There is no cure for the syndrome, which is overrepresented among certain groups where marriage to outsiders has been uncommon, allowing rare genetic flaws to be perpetuated. These groups include the Amish, people of Finnish ancestry, a nomadic Irish group known as Irish Travellers, and residents of an isolated Greek island.
“I had no idea what this was,” said McElhinney, whose ancestry is entirely Finnish. “I thought, ‘Can this really be?’ Our family was so proud of our heritage, and I just felt kicked in the stomach.”
Vinayak Kottoor, the genetics fellow assigned to her case, said that doctors did not initially zero in on Cohen syndrome.
“Morgan had some features of other rare genetic diseases, so we thought broadly,” he recalled, “but this was certainly high on the list.” They became more convinced after the syndrome topped the list produced by a computerized database of 300 disorders and conditions into which Morgan’s information was fed.
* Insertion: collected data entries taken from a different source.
PR #1237, opened 2026-09-10
Fix Cluster combining avg() as an unweighted mean of shard averages

AmirF194:
Cluster.search()/batchsearch() recombine each shard's local query results through `Aggregate`, and its avg() was `lambda x: sum(x) / len(x)`, a plain mean of the per-shard averages. That's only correct when every shard contributed the same row count. A shard averaging 100 over 2 rows and a shard averaging 10 over 8 rows combined to 55.0 instead of the true weighted average, 28.0, no error raised. `testSQL` had the same wrong arithmetic baked into its expected value, (6.3+6.7)/2.

avg() now weights by the matching count(*) column, which every avg() query I found in this codebase also selects, and raises SQLError when no count(*) is present to weight by, instead of returning a silently wrong number.

Updated testSQL's expected average to the weighted value and added testAggregateAvg, covering the weighted combine, the single-shard passthrough, and the missing-count(*) SQLError. `python -m unittest testdatabase.testsql testapi.testcluster`: 29 passed, the new unit test fails on main. black and pylint (10.00/10) clean on both changed files.

### DIFF
--- a/src/python/txtai/database/sql/aggregate.py
+++ b/src/python/txtai/database/sql/aggregate.py
@@ -6,6 +6,7 @@ import itertools
 import operator
 
 from .base import SQL
+from .error import SQLError
 
 
 class Aggregate(SQL):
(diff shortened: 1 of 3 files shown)


davidmezzetti:

AmirF194:
Rebased onto master, tests still green (29/29 in testsql/testcluster).

davidmezzetti:
This build error is just a warning about too many public methods. If you add this to testsql it will fix it.

```python
# pylint: disable=R0904
class TestSQL(unittest.TestCase):
```

AmirF194:
Pushed, using your exact snippet. Local pylint run confirms the R0904 is gone.

davidmezzetti:
LGTM - Thank you!

Issue #1078, opened 2026-04-20
Performance Improvement: Use JOIN when JSON fields being used


davidmezzetti:
This change will update the core database query which drives all content-enabled Embeddings queries. When a JSON field filter is enabled, a `JOIN` should be used vs a `LEFT JOIN`. A `LEFT JOIN` requires a full table scan of the `sections` table.

PR #1238, opened 2026-09-10
fix(database): don't drop rows when sorting or grouping by a JSON field

serhiizghama:
`order by` on a JSON field drops rows instead of sorting them.

The JOIN promotion from 8e56946 (#1078) fires on `where`, `groupby` and `orderby`, but only `where` is safe. Plain text passed to `index()` never gets a `documents` row — `loaddocument` writes one only for dicts carrying extra fields — so an inner JOIN removes those sections from the result set entirely.

On a mixed index of one string and two documents with a `length` field:

```
select id from txtai                   ->  0, 1, 2
select id from txtai order by length   ->  1, 2
```

Sorting changed which rows came back. `group by` does the same thing from the other side: the null group vanishes, so aggregates quietly stop counting the text-only rows.

A `where` clause on a JSON field is genuinely different — comparing against NULL already excludes those rows, so the JOIN is a free index win there, and that's how #1078 described it ("when a JSON field filter is enabled"). Left that path alone; the new test asserts it still filters.

Test runs on both the SQLite and DuckDB backends and fails on master with `Lists differ: ['1'] != ['0', '1']`.

### DIFF
--- a/src/python/txtai/database/rdbms.py
+++ b/src/python/txtai/database/rdbms.py
@@ -186,8 +186,9 @@ class RDBMS(Database):
         if indexids:
             select = f"{self.resolve('indexid')}, {self.resolve('score')}"
 
-        # Use JOIN when documents table is used to utilize indexes, default to LEFT JOIN
-        join = "JOIN" if any(x and self.jsonprefix() in x for x in [where, groupby, orderby]) else "LEFT JOIN"
+        # Use JOIN when a JSON field is filtered, since that filter already excludes rows without a
+        # documents row. GROUP BY/ORDER BY don't filter, so they keep the LEFT JOIN.
+        join = "JOIN" if where and self.jsonprefix() in where else "LEFT JOIN"
 
         # Build query text
         query = Statement.TABLE_CLAUSE % (select, join)
--- a/test/python/testdatabase/testrdbms.py
+++ b/test/python/testdatabase/testrdbms.py
@@ -654,6 +654,24 @@ class Common:
 
             self.assertEqual(result["text"], self.data[4])
 
+        def testSortMixed(self):
+            """
+            Test sorting and grouping by a JSON field with mixed text and document data
+            """
+
+            # Mix plain text, which has no documents table row, with a document that has a JSON field
+            embeddings = Embeddings({"keyword": True, "content": self.backend})
+            embeddings.index([(0, self.data[0], None), (1, {"text": self.data[1], "length": 5}, None)])
+
+            # Sorting must not change which rows come back
+            self.assertEqual(sorted(x["id"] for x in embeddings.search("select id from txtai order by length")), ["0", "1"])
+
+            # Grouping keeps a null group for rows missing the field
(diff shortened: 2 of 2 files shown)


davidmezzetti:

serhiizghama:
Done — merged latest master in.

davidmezzetti:
Looking more at this change, the reason LEFT JOIN was added was to utilize indexes. While dropping rows isn't good does this now force full table scans for grouping and sorting?

src/python/txtai/database/rdbms.py
```diff
@@ -186,8 +186,9 @@ def query(self, query, limit, parameters, indexids):
         if indexids:
             select = f"{self.resolve('indexid')}, {self.resolve('score')}"
 
-        # Use JOIN when documents table is used to utilize indexes, default to LEFT JOIN
-        join = "JOIN" if any(x and self.jsonprefix() in x for x in [where, groupby, orderby]) else "LEFT JOIN"
+        # Use JOIN when a JSON field is filtered, since that filter already excludes rows without a
+        # documents row. GROUP BY/ORDER BY don't filter, so they keep the LEFT JOIN.
+        join = "JOIN" if where and self.jsonprefix() in where else "LEFT JOIN"
```
AmirF194, line 191: I ran your full-table-scan question against a scratch SQLite schema matching Statement.CREATE_SECTIONS/CREATE_DOCUMENTS/TABLE_CLAUSE, in a clean python:3.12-slim container, comparing EXPLAIN QUERY PLAN on the old JOIN clause against this PR's LEFT JOIN clause for an ORDER BY on a JSON field.

With an expression index configured on the field (index: true in columns), master drives the sort from documents and uses that index directly:

```
master: JOIN documents, ORDER BY json_extract(data, '$.length')
  SCAN d USING INDEX expression_length
  SEARCH s USING COVERING INDEX section_id (id=?)
```

This PR's LEFT JOIN can't do that. It drives from sections instead and falls back to a temp b-tree sort even with the index present:

```
PR: LEFT JOIN documents, ORDER BY json_extract(data, '$.length')
  SCAN s USING COVERING INDEX section_id
  SEARCH d USING INDEX sqlite_autoindex_documents_1 (id=?) LEFT-JOIN
  USE TEMP B-TREE FOR ORDER BY
```

Without an expression index configured (the default, since columns default to index: false in base.py), both versions already fell back to a temp b-tree sort. The only difference there is which table drives it, documents (master) vs sections (this PR).

Both changes look unavoidable rather than fixable in this PR. The expression index only has entries for rows that made it into documents, so it has no position to sort the section-only rows into once they're included, whichever join keyword is used. And driving from documents is exactly the bug: some sections have no documents row, so the correct query has to visit all of sections to place them. I don't see a way to keep the old plan and also return the rows it was dropping.

I did not check DuckDB's planner, only SQLite.

davidmezzetti: Yah it's unfortunate but I'll have to pick accuracy over speed.

AmirF194: Makes sense, thanks for confirming the tradeoff.

davidmezzetti:
LGTM - Thank you!

PR #268, opened 2020-05-27
fix(logs): Fixing log messages for Targeted Rollouts

aliabbasrizvi:
With this change we are introducing targeted rollout specific log messages. 

Since, rules right now do not have a "name", I am proposing to use rule's index in the log message.

### DIFF
--- a/optimizely/bucketer.py
+++ b/optimizely/bucketer.py
@@ -38,12 +38,12 @@ class Bucketer(object):
     def _generate_unsigned_hash_code_32_bit(self, bucketing_id):
         """ Helper method to retrieve hash code.
 
-    Args:
-      bucketing_id: ID for bucketing.
+        Args:
+            bucketing_id: ID for bucketing.
 
-    Returns:
-      Hash code which is a 32 bit unsigned integer.
-    """
+        Returns:
+            Hash code which is a 32 bit unsigned integer.
+        """
 
         # Adjusting MurmurHash code to be unsigned
         return mmh3.hash(bucketing_id, self.bucket_seed) & UNSIGNED_MAX_32_BIT_VALUE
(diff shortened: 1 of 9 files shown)


optimizely/bucketer.py
```diff
@@ -131,10 +132,6 @@ def bucket(self, project_config, experiment, user_id, bucketing_id):
         variation_id = self.find_bucket(project_config, bucketing_id, experiment.id, experiment.trafficAllocation)
         if variation_id:
             variation = project_config.get_variation_from_id(experiment.key, variation_id)
-            project_config.logger.info(
```
aliabbasrizvi, line 134: These log messages have been moved to the call site, akin to how log messages are generated for rollouts.

optimizely/bucketer.py
```diff
@@ -90,20 +90,21 @@ def find_bucket(self, project_config, bucketing_id, parent_id, traffic_allocatio
...
         """ For a given experiment and bucketing ID determines variation to be shown to user.
 
-    Args:
-      project_config: Instance of ProjectConfig.
-      experiment: Object representing the experiment for which user is to be bucketed.
-      user_id: ID for user.
-      bucketing_id: ID to be used for bucketing the user.
+        Args:
+            project_config: Instance of ProjectConfig.
+            experiment: Object representing the experiment or rollout rule in which user is to be bucketed.
```
mjc1283, line 95: Nit: maybe rename `experiment` to `experiment_or_rule`?

optimizely/helpers/audience.py
```diff
@@ -15,29 +15,39 @@
...
-  Args:
-    config: project_config.ProjectConfig object representing the project.
-    experiment: Object representing the experiment.
-    attributes: Dict representing user attributes which will be used in determining
-                if the audience conditions are met. If not provided, default to an empty dict.
-    logger: Provides a logger to send log messages to.
+    Args:
+        config: project_config.ProjectConfig object representing the project.
+        audience_conditions: Audience conditions corresponding to the experiment or rollout rule.
+        experiment_or_rollout_rule: String representing whether entity being evaluated is experiment or rollout rule.
```
mjc1283, line 33: I think this could be cleaner if:
- `audience_logs` was an argument, rather than `experiment_or_rollout_rule`
- The association between rollout rule/experiment and the corresponding logs was abstracted by the `Experiment` entity class, and internally represented by a dict, or class property/method (maybe make rollout rule its own entity class?)

optimizely/bucketer.py
aliabbasrizvi: Will change.

optimizely/helpers/audience.py
aliabbasrizvi: I will adopt the `audience_logs` change now.

> maybe make rollout rule its own entity class

I was thinking about that, but in light of more incoming product changes where this terminology will change a lot, I am hoping that we make the transition then. Let me know if that sounds ok.

optimizely/bucketer.py
aliabbasrizvi: I think I will keep it like this for now, given it is the `Experiment` entity.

Kottoor, who is now an instructor in medicine at Johns Hopkins School of Medicine, then recommended a screen for the VPS13B gene. But when the family’s insurance company refused to pay for the $5,800 test on the grounds that it would not affect her treatment, Kottoor found a laboratory in Gaithersburg that would test for a portion of the gene — for $300, an amount the family could afford — that would be sufficient to make a firm diagnosis.
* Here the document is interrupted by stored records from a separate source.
PR #271, opened 2020-06-10
feat: Added support for Authenticated Datafiles

pthompson127:
Summary
-------
- Added support for Authenticated Datafiles
- Added new config manager class `(AuthDatafilePollingConfigManager)` that extends `PollingConfigManager` 
- Modify conditional logic in `optimizely.py` to determine the type of config manager that will be used depending on input parameters

Test Plan
-------
- Added tests for `AuthDatafilePollingConfigManager`
- Ran manual tests with a valid access token and corresponding sdk key

### DIFF
--- a/optimizely/config_manager.py
+++ b/optimizely/config_manager.py
@@ -398,7 +398,7 @@ class AuthDatafilePollingConfigManager(PollingConfigManager):
                              at which to request datafile and set ProjectConfig.
             blocking_timeout: Optional Time in seconds to block the get_config call until config object
                               has been initialized.
-            url: Optional string representing URL from where to fetch the authenticated datafile. 
+            url: Optional string representing URL from where to fetch the authenticated datafile.
                  If set it supersedes the sdk_key.
             url_template: Optional string template which in conjunction with sdk_key
                           determines URL from where to fetch the authenticated datafile.
--- a/optimizely/config_manager.py
+++ b/optimizely/config_manager.py
@@ -423,9 +423,9 @@ class AuthDatafilePollingConfigManager(PollingConfigManager):
         )
 
     def _set_access_token(self, access_token):
-        if access_token is None:
+        if not access_token:
             raise optimizely_exceptions.InvalidInputException(
-                'access_token cannot be None.')
+                'access_token cannot be empty or None.')
         self.access_token = access_token
 
     def fetch_datafile(self):
--- a/optimizely/config_manager.py
+++ b/optimizely/config_manager.py
@@ -383,13 +383,12 @@ class AuthDatafilePollingConfigManager(PollingConfigManager):
         *args,
         **kwargs
     ):
-        """ Initialize config manager. access_token must be set to be able to use.
-            One of sdk_key or url has to be set to be able to use.
+        """ Initialize config manager. One of sdk_key or url has to be set to be able to use.
 
         Args:
             access_token: String to be attached to the request header to fetch the authenticated datafile.
-            *args: Refer to arguments descriptions in PollingConfigManager
-            **kwargs: Refer to keyword arguments descriptions in PollingConfigManager
+            *args: Refer to arguments descriptions in PollingConfigManager.
+            **kwargs: Refer to keyword arguments descriptions in PollingConfigManager.
         """
         self._set_access_token(access_token)
         super(AuthDatafilePollingConfigManager, self).__init__(*args, **kwargs)
--- a/optimizely/config_manager.py
+++ b/optimizely/config_manager.py
@@ -371,7 +371,7 @@ class PollingConfigManager(StaticConfigManager):
 
 
 class AuthDatafilePollingConfigManager(PollingConfigManager):
-    """ Config manager that polls for authenticated datafile based on access token. """
+    """ Config manager that polls for authenticated datafile using access token. """
 
     def __init__(
         self,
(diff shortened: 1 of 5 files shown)


mikeng13:
Please wait for @aliabbasrizvi to take a look as well :)

aliabbasrizvi:
> Also, it would be easier to make a change in the code if users decided to instantiate PollingConfigManager themselves and switched to private datafiles instead.

I think the choice will be very explicit here.

optimizely/optimizely.py
```diff
@@ -40,6 +41,7 @@ def __init__(
         skip_json_validation=False,
         user_profile_service=None,
         sdk_key=None,
+        access_token=None,
```
aliabbasrizvi, line 44: This will break the SDK, since a user can choose not to use named arguments, but rather pass them in as positional arguments. This should be the last argument in the method.

Also, I am not sure if `access_token` needs to be introduced here. It is a concept in the config manager and one can simple invoke the `AuthDatafilePollingConfigManager` and pass that in. So this is probably not useful.

pawels-optimizely: good catch on the order of arguments, wondering how it passed the unit tests. 

IMO, adding access_token here  as the last optional argument does not hurt and even makes sense. Each config manager (Polling and Static) with default parameters is referenced in here, so not sure why AuthDatafilePollingConfigManager has to be the exception. If access_token was set on PollingConfigManager then this could be considered as an option just like poling interval, but AuthDatafilePollingConfigManager is a separate entity.

pthompson127: Done. Though, I think that `access_token` should still be included in the constructor in order to use `AuthDatafilePollingConfigManager` in the case where someone chooses to create an `optimizely` instance.

optimizely/config_manager.py
```diff
@@ -368,3 +368,76 @@ def start(self):
...
+            raise optimizely_exceptions.InvalidInputException(
+                'access_token cannot be empty or None.')
+        self.access_token = access_token
+
+    def fetch_datafile(self):
+        request_headers = {}
+        request_headers[enums.HTTPHeaders.AUTHORIZATION] = \
+            enums.ConfigManager.AUTHORIZATION_HEADER_DATA_TEMPLATE.format(access_token=self.access_token)
+
+        if self.last_modified:
```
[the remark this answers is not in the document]
pthompson127: 👍🏼

optimizely/config_manager.py
```diff
@@ -368,3 +368,76 @@ def start(self):
...
+        sdk_key=None,
+        datafile=None,
+        update_interval=None,
+        blocking_timeout=None,
+        url=None,
+        url_template=None,
+        logger=None,
+        error_handler=None,
+        notification_center=None,
+        skip_json_validation=False
```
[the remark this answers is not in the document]
pthompson127: Done. I've made the change, but because there is no logic in `PollingConfigManager` to handle the `url_template` on the condition where an access token is passed, I've added a helper method in `AuthDatafilePollingConfigManager` to put the appropriate `url_template` in `kwargs` (depending on the args that are passed in to `AuthDatafilePollingConfigManager` constructor) before passing it into the parent class's constructor.

optimizely/optimizely.py
```diff
@@ -89,14 +92,25 @@ def __init__(
...
+                    )
+                else:
+                    self.config_manager = PollingConfigManager(
+                        sdk_key=sdk_key,
+                        datafile=datafile,
+                        logger=self.logger,
+                        error_handler=self.error_handler,
+                        notification_center=self.notification_center,
+                        skip_json_validation=skip_json_validation,
+                    )
```
aliabbasrizvi, line 113: You can do something like:
```
config_manager_options = {
   'access_token':  access_token,
   'sdk_key': sdk_key,
   'notification_center': notification_center,
    ... <add all other common params>
    ... 
}
if access_token:
  config_manager_options['access_token'] = access_token
  self.config_manager = AuthDatafilePollingConfigManager(**config_manager_options)
else:
  self.config_manager = PollingConfigManager(**config_manager_options)
```

optimizely/config_manager.py
```diff
@@ -368,3 +370,47 @@ def start(self):
...
+
+    DATAFILE_URL_TEMPLATE = enums.ConfigManager.AUTHENTICATED_DATAFILE_URL_TEMPLATE
+
+    def __init__(
+        self,
+        access_token,
+        *args,
+        **kwargs
+    ):
+        """ Initialize config manager. access_token must be set to be able to use.
```
aliabbasrizvi, line 386: nit. It is implied that access_token is required. You can remove the comment.

tests/test_optimizely.py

“A diagnosis gives a family an identity with which to work,” said Kottoor, who said Morgan remains the only case of Cohen’s syndrome he has seen. “It can potentially solidify access to services” and may provide new treatment options as research into genetic disorders evolves.
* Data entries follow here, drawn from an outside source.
PR #275, opened 2020-06-18
feat: add datafile accessor

pthompson127:
Summary
-------
- Add datafile accessor methods/functionalities

Testing
-------
- Ran manual tests

### DIFF
--- a/optimizely/optimizely_config.py
+++ b/optimizely/optimizely_config.py
@@ -24,10 +24,10 @@ class OptimizelyConfig(object):
         self.datafile = datafile
 
     def get_datafile(self):
-        """ Get the datafile associated with project_config.
+        """ Get the datafile associated with OptimizelyConfig.
 
         Returns:
-            A JSON string representation of the project datafile.
+            A JSON string representation of the environment's datafile.
         """
         return self.datafile
 
--- a/optimizely/optimizely_config.py
+++ b/optimizely/optimizely_config.py
@@ -17,10 +17,19 @@ from .project_config import ProjectConfig
 
 
 class OptimizelyConfig(object):
-    def __init__(self, revision, experiments_map, features_map):
+    def __init__(self, revision, experiments_map, features_map, datafile=None):
         self.revision = revision
         self.experiments_map = experiments_map
         self.features_map = features_map
+        self._datafile = datafile
+
+    def get_datafile(self):
+        """ Get the datafile associated with project_config.
+
+        Returns:
+            A JSON string representation of the project datafile.
+        """
+        return self._datafile
 
 
 class OptimizelyExperiment(object):
@@ -68,6 +77,7 @@ class OptimizelyConfigService(object):
             self.is_valid = False
             return
 
+        self._project_config = project_config
         self.experiments = project_config.experiments
         self.feature_flags = project_config.feature_flags
         self.groups = project_config.groups
@@ -88,7 +98,7 @@ class OptimizelyConfigService(object):
         experiments_key_map, experiments_id_map = self._get_experiments_maps()
         features_map = self._get_features_map(experiments_id_map)
 
-        return OptimizelyConfig(self.revision, experiments_key_map, features_map)
+        return OptimizelyConfig(self.revision, experiments_key_map, features_map, self._project_config.to_datafile())
 
     def _create_lookup_maps(self):
         """ Creates lookup maps to avoid redundant iteration of config objects.  """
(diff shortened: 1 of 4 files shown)


pthompson127:
Wanted to get thoughts on this implementation before proceeding (especially on `optimizely_config.py`). Constructor was changed due to the existence of `OptimizelyConfigService` and to enable `OptimizelyConfig` to get the datafile and match the same user interface described in Option 2.

optimizely/project_config.py
```diff
@@ -191,51 +192,60 @@ def get_typecast_value(self, value, type):
         else:
             return value
 
+    def to_datafile(self):
```
aliabbasrizvi, line 195: This should be called `get_datafile`

optimizely/optimizely_config.py
```diff
@@ -68,6 +77,7 @@ def __init__(self, project_config):
             self.is_valid = False
             return
 
+        self._datafile = project_config.to_datafile()
```
aliabbasrizvi, line 80: This should be `datafile = project_config.to_datafile()`. Doesn't have to be class variable.

optimizely/optimizely_config.py
```diff
@@ -17,10 +17,19 @@
...
 class OptimizelyConfig(object):
-    def __init__(self, revision, experiments_map, features_map):
+    def __init__(self, revision, experiments_map, features_map, datafile=None):
         self.revision = revision
         self.experiments_map = experiments_map
         self.features_map = features_map
+        self.datafile = datafile
+
+    def get_datafile(self):
+        """ Get the datafile associated with project_config.
```
aliabbasrizvi, line 27: Associated with `OptimizelyConfig`

optimizely/optimizely_config.py
```diff
@@ -17,10 +17,19 @@
...
+
+        Returns:
+            A JSON string representation of the project datafile.
```
aliabbasrizvi, line 30: `of the environment's datafile`

optimizely/project_config.py
pawels-optimizely: @mjc1283 and I think it should be to_datafile on project config and get_datafile on optimizely config

aliabbasrizvi: Why? `ProjectConfig` is an internal concept. And also, we are not doing any translation here.

optimizely/optimizely_config.py
pawels-optimizely: I think you can pass project_config.to_datafile() directly, otherwise I think it has to be class variable to access  it in class method

aliabbasrizvi: I see. Then in that case the call to `project_config.to_datafile` can be made in `get_config` itself right?

pawels-optimizely: correct, @pthompson127 please address it

optimizely/project_config.py
pawels-optimizely: @mjc1283, do you have a strong opinion ?

mjc1283: I like `to_datafile`. We aren't doing any translation, but if there is ever a `ProjectConfig` not backed by a datafile, we might do translation in that case. If @aliabbasrizvi strongly objects to `to_datafile`, I am OK with changing it to `get_datafile`.

optimizely/optimizely_config.py
mjc1283: I thought it was more in line with the surrounding code to only save reference to something derived from `project_config`, rather that save reference to the entire `project_config`.

pthompson127: Calling `project_config.to_datafile` in `get_config` requires a reference to `project_config`. Which one should I keep a reference to?: `project_config` or `datafile`?

pawels-optimizely: yes, I guess nevermind, we will leave datafile instead of project config, current implementation looks good

aliabbasrizvi: Current is fine.

optimizely/project_config.py
aliabbasrizvi: `to_datafile` is ok.

optimizely/project_config.py
```diff
@@ -191,51 +192,60 @@ def get_typecast_value(self, value, type):
...
+        """ Get the datafile.
```
aliabbasrizvi, line 196: Get the datafile corresponding to ProjectConfig.

PR #282, opened 2020-07-07
fix(logs): Updating feature variable evaluation logs

aliabbasrizvi:
Updating feature evaluation logs so that they apply to both rollouts and experiments

### DIFF
--- a/optimizely/project_config.py
+++ b/optimizely/project_config.py
@@ -477,16 +477,9 @@ class ProjectConfig(object):
 
         if variable_usage:
             variable_value = variable_usage.value
-            self.logger.info(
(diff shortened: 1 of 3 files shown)


optimizely/project_config.py
```diff
@@ -477,16 +477,9 @@ def get_variable_value_for_variation(self, variable, variation):
 
         if variable_usage:
             variable_value = variable_usage.value
-            self.logger.info(
-                'Value for variable "%s" for variation "%s" is "%s".' % (variable.key, variation.key, variable_value)
-            )
```
aliabbasrizvi, line 482: These messages combined with the ones in `optimizely.py` were redundant.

In June 2008, testing revealed that Morgan has what geneticists call “the Finnish mutation” in one gene, presumably received from her mother; because Brad McElhinney has some Pennsylvania Dutch ancestry, Morgan may have inherited two defective genes, but the $300 test did not search for a second mutation. McElhinney assumes she and her husband “just happened to hit that lottery.” Doctors believe they each carry the defective gene, although there are no other known cases of anything resembling Cohen syndrome in either family.
The finding was both a relief and deeply sobering. With no cure, treatment consists of addressing the physical symptoms and developmental delays.
Kottoor characterizes Morgan as moderately affected. At 9, she weighs 45 pounds, is not toilet trained and resembles a tall toddler, according to her mother. Although she does not speak, Morgan is affectionate and communicates using a device similar to an iPad; she has an excellent memory and appears to understand a lot, says McElhinney.
“I didn’t realize in the beginning Morgan wasn’t going to talk,” she added. “That’s been so difficult. I wonder, ‘What is she thinking?’ ”
Desperate to learn more about the disorder and contact other parents, McElhinney connected with the DDC Clinic in Middlefield, Ohio, which specializes in the treatment of rare genetic disorders; doctors there have diagnosed more than 20 cases of Cohen syndrome in the small Amish community nearby. A few months after Morgan’s diagnosis, McElhinney and Morgan attended a conference in Ohio where she met other families.
“The kids look alike, and when you see all those kids that look like your kid, I can’t describe it. It’s a feeling of relief and almost joy,” she recalled. “That meeting was the first place where my daughter fit in.”
The following year she helped found the Cohen Syndrome Association, an international online advocacy group designed to raise awareness of the disorder. “We really support each other,” said McElhinney, who is contacted weekly by families seeking assistance or information. “I can’t stop what happened to Morgan,” she said, “but I can help other families.”